Might I run an idea by you guys;
It seems that flash crashes has become a part of today's algo-run markets. The
fat fingered flash crash in the nordics a while a go, being the latest example. (it took the Swedish equity index OMX down 8%, and the move rippled out to all stock markets with an abaiting effect (Norwegian index was down 4,8%.)). The index recovered within minutes.
Since we already have servers running, and also have live data subscriptions, it wouldn't be much of an extra cost to have an algo looking for, and potentially exploiting, a flash crash.
A huge drop in a matter of minutes has only been caused by algos has it not? Black monday might be the exception (20% intraday drop).
I will admit that I added Michael A. Gayed to one of my twitter lists a short while ago. The guy is manic and I have no taste for his theory of "the end of the world is a bull case", as it is not laid out with any other other argument than - the bond market is in a state that cannot be sustained (or something to that extent - it's very vague).

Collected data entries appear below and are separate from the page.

PR #41002, opened 2019-12-12
Lodash: add _.camelCase string array support 

mouadennaciri:
Please fill in this template.

- [x] Provide a URL to documentation or source code which provides context for the suggested changes: <https://lodash.com/docs/4.17.15#camelCase>

### DIFF
--- a/types/lodash/lodash-tests.ts
+++ b/types/lodash/lodash-tests.ts
@@ -5854,8 +5854,8 @@ fp.now(); // $ExpectType number
         _.transform<number, AbcObject>(dictionary, iterator); // $ExpectType Dictionary<AbcObject>
         _.transform<number, AbcObject>(dictionary, iterator, accumulator); // $ExpectType Dictionary<AbcObject>
         _(dictionary).transform(); // $ExpectType LoDashImplicitWrapper<Dictionary<any>>
-        _(dictionary).transform<number, AbcObject>(iterator); // $ExpectType LoDashImplicitWrapper<Dictionary<AbcObject>>
-        _(dictionary).transform<number, AbcObject>(iterator, accumulator); // $ExpectType LoDashImplicitWrapper<Dictionary<AbcObject>>
+        _(dictionary).transform(iterator); // $ExpectType LoDashImplicitWrapper<Dictionary<AbcObject>>
+        _(dictionary).transform(iterator, accumulator); // $ExpectType LoDashImplicitWrapper<Dictionary<AbcObject>>
     }
 
     {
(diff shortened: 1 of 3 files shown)


types/lodash/lodash-tests.ts
```diff
@@ -5854,17 +5854,17 @@ fp.now(); // $ExpectType number
         _.transform<number, AbcObject>(dictionary, iterator); // $ExpectType Dictionary<AbcObject>
         _.transform<number, AbcObject>(dictionary, iterator, accumulator); // $ExpectType Dictionary<AbcObject>
         _(dictionary).transform(); // $ExpectType LoDashImplicitWrapper<Dictionary<any>>
-        _(dictionary).transform<number, AbcObject>(iterator); // $ExpectType LoDashImplicitWrapper<Dictionary<AbcObject>>
-        _(dictionary).transform<number, AbcObject>(iterator, accumulator); // $ExpectType LoDashImplicitWrapper<Dictionary<AbcObject>>
+        _(dictionary).transform(iterator); // $ExpectType LoDashImplicitWrapper<Dictionary<AbcObject>>
+        _(dictionary).transform(iterator, accumulator); // $ExpectType LoDashImplicitWrapper<Dictionary<AbcObject>>
```
mouadennaciri: Fix a strange error when I run `npm run lint lodash`
```
The 'use-default-type-parameter' rule threw an error in '.../DefinitelyTyped/types/lodash/lodash-tests.ts':
TypeError: Cannot read property 'default' of undefined
```

thorn0:
As per the docs the parameter is `string`. While it indeed works for `string[]` too because Lodash calls `.toString()` on the argument, generally we don't add undocumented signatures to the type definitions.

thorn0 (changes requested):
As per the docs the parameter is string. While it indeed works for string[] too because Lodash calls .toString() on the argument, generally we don't add undocumented signatures to the type definitions.

So I don't think this PR can be merged.

mouadennaciri:
> As per the docs the parameter is string. While it indeed works for string[] too because Lodash calls .toString() on the argument, generally we don't add undocumented signatures to the type definitions.
> 
> So I don't think this PR can be merged.

@thorn0 According to the docs _.camelCase can take a string array.

> Arguments
> [string=''] (string): The string to convert.

[_.parseInt](https://lodash.com/docs/4.17.15#parseInt) is for example a utility which takes only string.

> Arguments
> string (string): The string to convert.

thorn0:
It's not a string array, this notation means that it's an optional parameter.

mouadennaciri:
> It's not a string array, this notation means that it's an optional parameter.

@thorn0 You're right, ok I close the PR.

PR #41015, opened 2019-12-13
fix(@types/weixin-app): add missing createCanvasContext function

ChrisCindy:


taoqf:
https://developers.weixin.qq.com/miniprogram/dev/api/canvas/wx.createCanvasContext.html

types/weixin-app/index.d.ts
```diff
@@ -3023,7 +3023,8 @@ declare namespace wx {
 	 * ontext跟<canvas/>不存在对应关系，
 	 * 一个context生成画布的绘制动作数组可以应用于多个<canvas/>。
 	 */
-	function createContext(): CanvasContext;
+    function createContext(): CanvasContext;
+    function createCanvasContext(canvasId: string, instance?: object): CanvasContext;
```
taoqf: Could you add some tests about this? I am not sure about type `object`.

taoqf (changes requested):
Make sure type `object` works. maybe you would add some tests.

PR #41021, opened 2019-12-13
[@types/react] @types/react state Readonly - this is incorrect (#41020)

vyemialyanchyk:
@Microsoft

### DIFF
--- a/types/react/index.d.ts
+++ b/types/react/index.d.ts
@@ -469,7 +469,7 @@ declare namespace React {
         // In the future, if we can define its call signature conditionally
         // on the existence of `children` in `P`, then we should remove this.
         readonly props: Readonly<P> & Readonly<{ children?: ReactNode }>;
-        state: Readonly<S>;
+        state: S;
         /**
          * @deprecated
          * https://reactjs.org/docs/refs-and-the-dom.html#legacy-api-string-refs


ferdaber (changes requested):
What is the reasoning behind this change? `state` is deliberately set to readonly so that you do not accidentally mutate state as per the React team's recommendation. State changes should go through `this.setState` instead.

vyemialyanchyk:
> What is the reasoning behind this change? `state` is deliberately set to readonly so that you do not accidentally mutate state as per the React team's recommendation. State changes should go through `this.setState` instead.

For me it is not clear how this is related to this particular fix. React team recomendation is for developers, but there are plenty of ways to manage state. if I define class for my component state, I need to write setter to update property directly. 
'props' is definetly Readonly, 'state' is a state of component, it should be changable, how to manage component state should be per developer decision, no sense to write setters or search other workarounds (like (this.state as T).id=x for example), just because someone decided to make immutable initially mutable property. By it's intention state is mutable. How to mute it - this is just recomendation.

eps1lon:
> How to mute it - this is just recommendation.

By that logic anything written in the reactjs docs is "just recommendation". At that point we don't need any type definitions at all because e.g. using `render` to return the rendered content is "just recommendation".

The docs don't just recommend it but explicitly state you should not mutate it:

> Do Not Modify State Directly

-- https://reactjs.org/docs/state-and-lifecycle.html#do-not-modify-state-directly

If you want to use some other mechanism that doesn't cause a re-render when changed, you could use class fields.

vyemialyanchyk:
> > How to mute it - this is just recommendation.
> 
> By that logic anything written in the reactjs docs is "just recommendation". At that point we don't need any type definitions at all because e.g. using `render` to return the rendered content is "just recommendation".
> 
> The docs don't just recommend it but explicitly state you should not mutate it:
> 
> > Do Not Modify State Directly
> 
> -- https://reactjs.org/docs/state-and-lifecycle.html#do-not-modify-state-directly
> 
> If you want to use some other mechanism that doesn't cause a re-render when changed, you could use class fields.

by the reference you provided, the main statement is:
**"For example, this will not re-render a component:"**
i.e. proper interpretation of is:
if you do 
this.state.comment = 'Hello';
- this will not re-render a component.

BUT if we use MobX and marked comment as observable
this.state.comment = 'Hello';
is easy fair way to re-render component.

So decision to make state as Readonly, prevent many developers to use best technics.
React does not impose use of setState, they just state:
this.state.comment = 'Hello';
will not re-render a component with simple JS implementation.

eps1lon:
> React does not impose use of setState, they just state:

This is incomplete. While they do state that it won't re-render they also say

> Do Not Modify State Directly

and 

> // Wrong
> this.state.comment = 'Hello';

So if you do change how components work with decorators then you have to change the typings as well. In contrast by changing the code to conform to mobx we make the experience for everyone else harder. We could make a pragmatic argument to "just accept" it but I don't see mobx as the de facto standard for state management in react.

vyemialyanchyk:
@eps1lon Sebastian, with my reply this will turn into linguistic argue.. imo, you are not right and not ready to hear my arguments, schade. ) 

"well-intentioned lined road to hell".  "every one else" - to make they experience smooth.. they are not children.. they also able to read React documentation and interpret it according their common sense.. 

There is a sense to ask author of #do-not-modify-state-directly directly what did he mean. Have he other way to underline, what using direct assignment will not trigger re-render for component in plain JS.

I removed him from my list because his constant tweeting was basically spamming down myfeed, but the damage might already be done, because; he gave an anecdote about an experienced trader going all in during the bay of pigs debacle. His reasoning was if there is an nuclear money will not matter much anyway.
So I am left wondering; what other events could cause huge moves of 8% in a matter of 2 minutes, that was not really devastating in a way that my other investments haven't been severely impaired. I would not like to end up owing money, but loosing a bit more when you've already lost a metric ton doesn't matter that much does it.